The horror elements here work well because they take their time, letting the player soak in the unsettling environment but never letting the player forget that there is a danger here which has yet to be uncovered. There are some good touches, like the dynamic object descriptions(Spoiler - click to show) and the hallucinations, which let the player appreciate the psychological horrors of the game with a greater immediacy than is possible in a more detached medium like film.

Flaws? Well, there are a couple. The game is a little too difficult for a player to realistically get the "good" ending on the first playthrough, if you ask me. By this I mean that the time limit, when it eventually asserts itself, feels more frustrating than challenging. Then again, there doesn't appear to be a limit to the "undo" function, so maybe I'm just nitpicking there.
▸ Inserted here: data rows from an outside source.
PR #335, opened 2025-03-05
added mcp_tool + Example

stevohuncho:
Minimal implementation of MCP tooling via [mcp-core](https://crates.io/crates/mcp-core). Includes an example of starting an MCP Server, creating an MCP client, and adding those MCP tools to a rig agent and executing a tool call.

Currently using `mcp-core` dep while the official `mcp/rust-sdk` is in development as it is not currently on crates.io. `mcp-core` is contributing its efforts to the official repo in the meantime.


rig-core/src/tool.rs
```diff
@@ -185,6 +185,117 @@ impl<T: Tool> ToolDyn for T {
...
+        Box::pin(async move {
+            let result = self
+                .client
+                .call_tool(&name, Some(args))
+                .await
+                .map_err(|e| {
+                    ToolError::ToolCallError(Box::new(McpToolError(format!(
+                        "Tool returned an error: {}",
+                        e
+                    ))))
```
0xMochan, line 249: Since `McpToolError` will commonly be converted into a `ToolCallError`, i would just draft a `impl ToolCallError` for `McpToolError` that lets u write `?` directly.

0xMochan (changes requested):
Looks pretty straightforward. I have other plans on making working with tools in Rig much easier but I think my main suggestion here is using optional features for rig itself.

I think separately, `mcp-core` currently aligns itself to actix and other async web stuff but theoretically, it might be worthwhile to make it framework agnostic (similar to how `rig` doesn't force `tokio`). this could be a future goal!

rig-core/examples/mcp_tool.rs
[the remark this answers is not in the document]
stevohuncho: So you can create a Client that connects to the server but you do not need to spin up a server in the same program that will be using rig. This client can choose a transport layer either SSE or STDIO.

rig-core/src/tool.rs
stevohuncho: just added this now

0xMochan (approved):
looks pretty good!

cvauclair:
Hey @stevohuncho big thanks for the contribution! Would like to merge this asap, could you resolve the merge conflicts so we can push this forward? Thanks!

stevohuncho:
@cvauclair fixed the conflicts and updated the deps for a more recent version of the package allowing for a cleaner example

cvauclair:
@stevohuncho awesome! Now just need to get CI passing :sweat_smile:

0xMochan:
I did some research, this is due to a recent unintentional breaking change made with a chrono patch release in one of our deps.

We'll have to mitigate this with a pinned dep ver but this pr is unblocked, we'll fix it on main.

https://github.com/apache/arrow-rs/issues/7196

0xMochan:
@stevohuncho So we have two options:
1) we pin `arrow=54.2.1` (which has the fix for chrono compat) in rig
2) or we pin in mcp-core

Currently, this wasn't an issue with rig bc our chrono / arrow is before this but somehow, mcp-core's is after.

PR #336, opened 2025-03-05
feat: add transcription to all providers that support it

yavens:
Adds Transcription support to:
- Gemini
- Azure
- Groq

### DIFF
--- a/rig-core/Cargo.toml
+++ b/rig-core/Cargo.toml
@@ -32,8 +32,8 @@ rayon = { version = "1.10.0", optional = true }
 worker = { version = "0.5", optional = true }
 bytes = "1.9.0"
 async-stream = "0.3.6"
-mime_guess = { version = "2.0.5", optional = true }
-base64 = { version = "0.22.1", optional = true}
+mime_guess = { version = "2.0.5"}
+base64 = { version = "0.22.1"}
 
 
 
@@ -52,7 +52,6 @@ pdf = ["dep:lopdf"]
 epub = ["dep:epub", "dep:quick-xml"]
 rayon = ["dep:rayon"]
 worker = ["dep:worker"]
-blob = ["dep:base64", "dep:mime_guess"]
 socks = ["reqwest/socks"]
 
 [[test]]
@@ -98,8 +97,3 @@ required-features = ["derive"]
 [[example]]
 name = "together_embeddings"
 required-features = ["derive"]
-
-[[example]]
-name = "transcription"
-required-features = ["blob_data"]
-
--- a/rig-core/Cargo.toml
+++ b/rig-core/Cargo.toml
@@ -32,6 +32,9 @@ rayon = { version = "1.10.0", optional = true }
 worker = { version = "0.5", optional = true }
 bytes = "1.9.0"
 async-stream = "0.3.6"
+mime_guess = { version = "2.0.5", optional = true }
+base64 = { version = "0.22.1", optional = true}
+
 
 
 [dev-dependencies]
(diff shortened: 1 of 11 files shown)


yavens:
Not sure how to fix the wasm issue, it seems to be an issue with the feature flag I added for transcription since Gemini required a mime-type and base64 content for audio data.

rig-core/Cargo.toml
```diff
@@ -50,6 +52,7 @@ pdf = ["dep:lopdf"]
 epub = ["dep:epub", "dep:quick-xml"]
 rayon = ["dep:rayon"]
 worker = ["dep:worker"]
+blob_data = ["dep:base64", "dep:mime_guess"]
```
0xMochan, line 55: `blob_data` is a weird feature name? maybe just `blob`? i'm not sure, any ideas @cvauclair ?

rig-core/src/providers/gemini/transcription.rs
```diff
@@ -0,0 +1,144 @@
...
+        let mut generation_config = serde_json::from_value::<GenerationConfig>(additional_params)?;
+
+        // Set temperature from completion_request or additional_params
+        if let Some(temp) = request.temperature {
+            generation_config.temperature = Some(temp);
+        }
+
+        let system_instruction = Some(Content {
+            parts: OneOrMany::one(
+                "Translate the provided audio exactly. Do not add additional information.".into(),
```
0xMochan, line 61: Gemini requires system instructions for transcribing?!?
I would 100% store this in a const at the top of the file w/ a name. raw english being apart of code working is weird but it's best to highlight it.

rig-core/src/providers/gemini/transcription.rs
```diff
@@ -0,0 +1,144 @@
...
+            ),
+            role: Some(Role::Model),
+        });
+
+        let mime_type =
+            if let Some(mime) = mime_guess::from_path(Path::new(&request.filename)).first() {
```
0xMochan, line 67: `mime_guess` looks neat, it might be worthwhile for us to switch to using `mime` throughout the entire codebase in general instead of my custom set in the `completion/messages.rs`

0xMochan (changes requested):
Minor tweaks, main thought is renaming `blob_data` -> `blob` for simplicity or maybe there's a better name..

in terms of WASM, i'll ping @joshua-mo-143 who's fixed this in the past!

rig-core/src/providers/gemini/transcription.rs
yavens: Yeah, Gemini is natively multi-modal, so it'll be conversational in the response if you don't prompt it otherwise. Whisper is single purpose, so it's not an issue there.

joshua-mo-143:
Got a feeling the WASM issue not passing is because of the feature gating. You might need to create a second version of all affected structs/etc without `blob` enabled. Otherwise, you could just add it as a default feature for the `rig-core` crate.

yavens:
I figured it out, I just had some imports that weren't gated behind the feature flag.

rig-core/Cargo.toml
```diff
@@ -32,6 +32,9 @@ rayon = { version = "1.10.0", optional = true }
 worker = { version = "0.5", optional = true }
 bytes = "1.9.0"
 async-stream = "0.3.6"
+mime_guess = { version = "2.0.5"}
```
joshua-mo-143, line 35: Is there any chance some context can be provided on why we've removed the feature flag? (just need to clarify as I know Stopher commented specifically on this)

joshua-mo-143 (commented):
Pretty much just one thing that needs to be addressed and that's it :slightly_smiling_face:

rig-core/Cargo.toml
yavens: We talked about just removing the feature flag since `mime_guess` is already in the dependency tree from `reqwest/multipart` and `base64` is completely self contained.

joshua-mo-143: Lgtm then :slightly_smiling_face:

PR #347, opened 2025-03-12
feat: Add streaming to all model providers

yavens:
This PR adds streaming support to all providers with OpenAI-compatible ones using the same streaming logic. 

The first step towards getting #320 done.

### DIFF
--- a/Cargo.lock
+++ b/Cargo.lock
@@ -7812,6 +7812,7 @@ dependencies = [
  "tokio",
  "tokio-native-tls",
  "tokio-rustls 0.24.1",
+ "tokio-socks",
  "tokio-util",
  "tower-service",
  "url",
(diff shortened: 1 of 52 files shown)


yavens:
It could potentially be standardized further between the OAI-compatible ones; let me know if you have any ideas.

joshua-mo-143:
Maybe something like this?

```rust
use rig::completion::{CompletionModel, CompletionError};

fn send_completion_request<M: CompletionModel>(model: M, request: CompletionRequest) -> Result<reqwest::Response, CompletionError> {
        let mut request = self.create_completion_request(request)?;

        request = merge(request, json!({"stream": true}));

        let response = self
            .client
            .post("/chat/completions")
            .json(&request)
            .send()
            .await?;

        if !response.status().is_success() {
            return Err(CompletionError::ProviderError(format!(
                "{}: {}",
                response.status(),
                response.text().await?
            )));
        }
        
        Ok(res)
}
```

joshua-mo-143 (commented):
lgtm - i've added a suggestion for OAI standardization if you want to add it in

yavens:
Sweet, I made a similar change to the one you suggested; adding streaming is now ~4 lines for most OAI-compatible providers.

PR #348, opened 2025-03-13
Fix wrong handling for Qwen's responses when using tools

qhliang:
Fix empty content field handling when using Qwen2.5 with tools via OpenAI-compatible API. This PR skips processing empty content strings to ensure program stability, as valid tool calls may return empty content in the API response.


joshua-mo-143:
You just need to run `cargo fmt` on this and then it's mergeable :slightly_smiling_face:

qhliang:
> You just need to run `cargo fmt` on this and then it's mergeable 🙂您只需在此运行 `cargo fmt` ，然后就可以合并了 🙂

I'm sorry, I'll execute the required modifications and resubmit.

Issue #315, opened 2025-02-24
feat: Integrate Cohere V2 API


cvauclair:
- [ ] I have looked for existing issues (including closed) about this

## Feature Request
Integrate new version of Cohere API (v2)

### Motivation
The new API is better designed to handle things like tool calling loops and other important reasoning features.

### Proposal
Integrate Cohere V2 API and drop support for their V1 API.

### Alternatives
Keep supporting both API versions

0xMochan:
closed by #350

PR #350, opened 2025-03-14
feat(provider): cohere-v2

0xMochan:
Solves #315 .

## Versioning
So originally, the plan was to support both v1 and v2 but it became clear that v2 is a pure improvement over a badly designed v1 API. In my next run of PRs, I refactor `prompt` being an argument to a provider's implementation by combining it with `message_history` (since that's what the API needs). This is necessary for proper ordering with full tool loops but cohere v1 accepts the prompt as a separate API parameter which was incompatible with this change hence the needed update.

## Breaking
Cohere connectors are no more so a web-search based tool has to be created from scratch akin to other providers. There are also other model changes but nothing on the exterior interface.


joshua-mo-143:
Needs lints fixed, otherwise lgtm.

Have you tested this locally?

joshua-mo-143 (commented):
Needs lints fixed, otherwise lgtm.

Have you tested this locally?

Issue #352, opened 2025-03-16
feat: proc macro for implementing Tool


cbrit:
- [x] I have looked for existing issues (including closed) about this

## Feature Request

Add a proc macro for easily implementing the Tool trait with automatic parameter validation and error handling.

## Motivation

Currently, implementing the Tool trait requires a lot of boilerplate code. Obfuscation can be bad, but the macro can act as a shorthand that has all the same info as a function signature, so nothing is really obfuscated except struct creation. Also, by adding this feature in a separate crate it can be optional and not affect core functionality.

## Proposal

Add a #[rig_tool] proc macro that:
- Automatically generates a Tool implementation from an async function
- Provides attribute-based configuration for:
  - Tool description
  - Parameter descriptions
(tool name is function name automatically)

Example usage:

```rust
#[rig_tool(
    description = "Perform basic arithmetic operations",
    params(
        x = "First number in the calculation",
        y = "Second number in the calculation",
        operation = "The operation to perform"
    )
)]
async fn calculator(x: i32, y: i32, operation: String) -> Result<i32, rig::tool::ToolError> {
    match operation.as_str() {
        "add" => Ok(x + y),
        "subtract" => Ok(x - y),
        "multiply" => Ok(x * y),
        "divide" => {
             if y == 0 {
                 Err(rig::tool::ToolError::ToolCallError(
                     "Division by zero".into(),
                 ))
             } else {
                 Ok(x / y)
             }
         }
         _ => Err(rig::tool::ToolError::ToolCallError(
             format!("Unknown operation: {}", operation).into(),
         )),
     }
}
```

## Alternatives

Manual Implementation: Continue requiring developers to implement the Tool trait manually.

PR #353, opened 2025-03-16
feat: rig-macros crate providing a rig_tool proc macro

cbrit:
Based heavily on the [model context protocol tool generation API](https://github.com/modelcontextprotocol/rust-sdk/blob/main/crates/mcp-macros/src/lib.rs)

Relates to issue #352. Adds the rig-macros crate which contains the `rig_tool` proc_macro for designating a function as a tool with a simple macro.

A struct is generated with a name matching the target function name, and the `rig::tool::Tool` trait is implemented for that struct. The tool name is the function name and isn't currently configurable to something different, though it's a small fix to change that.

The macro parameters are descriptions for the tool and its parameters. 

Requires the return type to be a Result with error type `ToolError`.

Example usage 

```rust
#[rig_tool(
    description = "Perform basic arithmetic operations",
    params(
        x = "First number in the calculation",
        y = "Second number in the calculation",
        operation = "The operation to perform"
    )
)]
async fn calculator(x: i32, y: i32, operation: String) -> Result<i32, rig::tool::ToolError> {
    match operation.as_str() {
        "add" => Ok(x + y),
        "subtract" => Ok(x - y),
        "multiply" => Ok(x * y),
        "divide" => {
             if y == 0 {
                 Err(rig::tool::ToolError::ToolCallError(
                     "Division by zero".into(),
                 ))
             } else {
                 Ok(x / y)
             }
         }
         _ => Err(rig::tool::ToolError::ToolCallError(
             format!("Unknown operation: {}", operation).into(),
         )),
     }
}
```


joshua-mo-143:
Hey @cbrit, thanks for your PR!

I am wondering if we should combine this with the `rig-derive` crate as it would make it much easier to have all macros under one crate? cc @0xMochan @cvauclair

cbrit:
@joshua-mo-143 I can do that! Will wait for feedback from those tagged.

cbrit:
Sounds great thanks @cvauclair

cvauclair:
Hey @cbrit! So we've talked with the developer of the `rig-tool-macro` crate and he has given us the greenlight to merge his work into Rig! 

What we'd like to do is bring your macro to parity with his, is that something you would be open to do in your PR? If not, we can merge your PR as-is and handle the rest ourselves.

Note that in both cases, my comments above still need to be addressed (i.e.: moving your macro to the `rig-core-derive` crate and re-export deps from `rig-core` instead of including them in the macro).

Cheers!

cbrit:
@cvauclair Fantiastic!

I'll move it and work on bringing the PR to parity with his crate. I should be able to get to it in the next couple of days.

cbrit:
Sorry for the delay, work got busy. Will get on this.

joshua-mo-143:
Re-requested review due to aforementioned proc_macro issues

cbrit:
@cvauclair You're so right. I think maybe what I was seeing was an error due to placing it in a module file instead of the root `lib.rs` and I didn't read closely.

I moved everything over and added a doc comment!

rig-core/src/lib.rs
```diff
@@ -98,6 +98,7 @@ pub mod streaming;
 pub mod tool;
 pub mod transcription;
 pub mod vector_store;
+pub use serde_json;
```
cvauclair, line 101: I'd rather we don't re-export `serde_json` here since that could create a whole lot of issues down the line

cbrit: Would you mind clarifying? Earlier we discussed re-exporting from `rig-core` so that the generated code would not require the user to have `serde_json` in their Cargo.toml. I removed schemars entirely, and I simlified the `call` impl to not need serde_json, but unfortunately `ToolDefinition` requires that its parameters field be a serde_json::value::Value. Should I just re-export from `rig-core-derive` instead?

cvauclair: Yeah apologies, you're right that I'm contradicting myself here. But after thinking and reading about it (here is a small [blogpost](https://brokenco.de/2023/07/26/rust-re-export.html) talking about when to re-export and when not to), I'm not convinced that `serde_json` should be re-exported from any of our crates. If the user wants to use the macro, they would just need to also install `serde_json`.

If this becomes too much of a hassle we can always add the re-export later on. But adding it now and removing it would break the API, which we're trying to avoid as much as possible even if the crate is still in pre-1.0.0.

cbrit: Makes sense! `serde_json` is so common that it has a higher likelihood of creating those version mismatches.

cbrit:
@cvauclair Think we're good now

cvauclair (approved):

PR #355, opened 2025-03-17
fix(openai): serde rename for image_url UserContent

### LINKED ISSUE #349: bug:  The type of image uploaded by OpenAI is image_url instead of image

## Bug Report

OpenAI's image type has been changed to a image_url type, which causes an error to always appear when I want to upload an image through the frame, saying that the image type is not supported

Image

However, I found out that image is used as a type in openai's UserContent struct.

Image

## Additional context

All you need to do is add a line of code.

Image

joshua-mo-143:
Fixes #349 

I am wondering if we should change the enum variant to just say `ImageUrl` instead of `Image` as that more accurately describes the variant.

### DIFF
--- a/rig-core/src/providers/openai.rs
+++ b/rig-core/src/providers/openai.rs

There is also the matter of a few items.(Spoiler - click to show)It makes sense to me that the generator and screaming television could be products of hallucinations - or that hallucinations could block out the ability to see the diary - but why are these in play before you've even been exposed to the carrier? If you've contracted the plague from some secondary source, shouldn't the more usual symptoms also manifest? These feel like easily fixable glitches and they have a disproportionately confusing effect on gameplay given those items' importance to the story.

Still, these aren't game-killing details by any stretch of the imagination. This game remains an excellent, atmospheric short entry into genre IF.

A fun list for people who've finished the game:

(Spoiler - click to show)Parallels between this game and The Thing:
1. The main threat is "infectious" and spreads itself.
2. The protagonist's experience with the "infection" is foreshadowed by his encounters with the previous victims.
3. The exploration of an abandoned Antarctic research facility.
4. The first living thing we see is the vector for the infection (the wolf, the cat).
5. The protagonist must destroy the facility to prevent the infection from posing an apocalyptic threat to human civilization.